- _GOAL OF THE EXERCISE_
In the data below, which lines contain "should"? List them by copying each one.

[Stored items]
- Opening Delimiter -

PR #316, opened 2019-12-06
Add pytorch frontend operation torch.nn.embedding.

notoraptor:
@breuleux @abergeron @ethancaballero 

I added pytorch frontend operation `torch.nn.embedding` using new primitives.


ethancaballero:
Are P.embedding and P.grad_embedding_weights primitives actually needed to add embedding op to pytorch frontend? (They might be, I'm just not sure). @breuleux @abergeron

notoraptor:
Hi ! So, ultimately, should I rename anything in this PR ? Maybe just `take_grad_weights` to `take_grad_inputs` ?

breuleux:
@notoraptor I think `take_grad_weights` ought to be made into a more useful primitive like `put(array, indices, values)`, such that `take_grad_weights(weights, indices, dout) <=> put(zeros_like(weights), indices, dout)`.

notoraptor:
Hi @breuleux !

Currently, `take_grad_weights(weights, indices, dout)` computes, for each index in given matrix `weights`, the sum of rows in `dout` where that index was used. This is how I compute the gradient of embedding wrt/ weights.

So, if I try to replace it with a more independent primitive, I guess I just need matrix shape (not even a zero-like matrix), and primitive should be something like:


```
sum_usages(nb_indices, row_size, indices, values)
=>
return a matrix with shape (nb_indices, row_size)
```

NB: `values` should have shape `indices.shape` + `(row_size,)`


What do you think ?

Is such primitive reusable anywhere else ?

breuleux:
@notoraptor My point in replacing it with an operation like `put` is that `put` can be used to set rows in a non-zero matrix, so e.g. `put(weights, (4, 3), values)` would do something similar to `weights[4] = values[0]; weights[3] = values[1]`. For the gradient of `take` you set the first argument to zeros, but in other uses, that need not be the case.

breuleux:
@notoraptor Can you rebase this on top of the current master branch? There are changes to the pydocstyle version and configuration and we need to verify that this code passes the new criteria.

notoraptor:
@breuleux Rebased !

notoraptor:
Tests passed !

notoraptor:
PS: Well, not yet, after all ... But it seems whole code is covered ...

- Closing Delimiter -

- _FINAL ANSWER_
Hi ! So, ultimately, should I rename anything in this PR ? Maybe just `take_grad_weights` to `take_grad_inputs` ?
So, if I try to replace it with a more independent primitive, I guess I just need matrix shape (not even a zero-like matrix), and primitive should be something like:
NB: `values` should have shape `indices.shape` + `(row_size,)`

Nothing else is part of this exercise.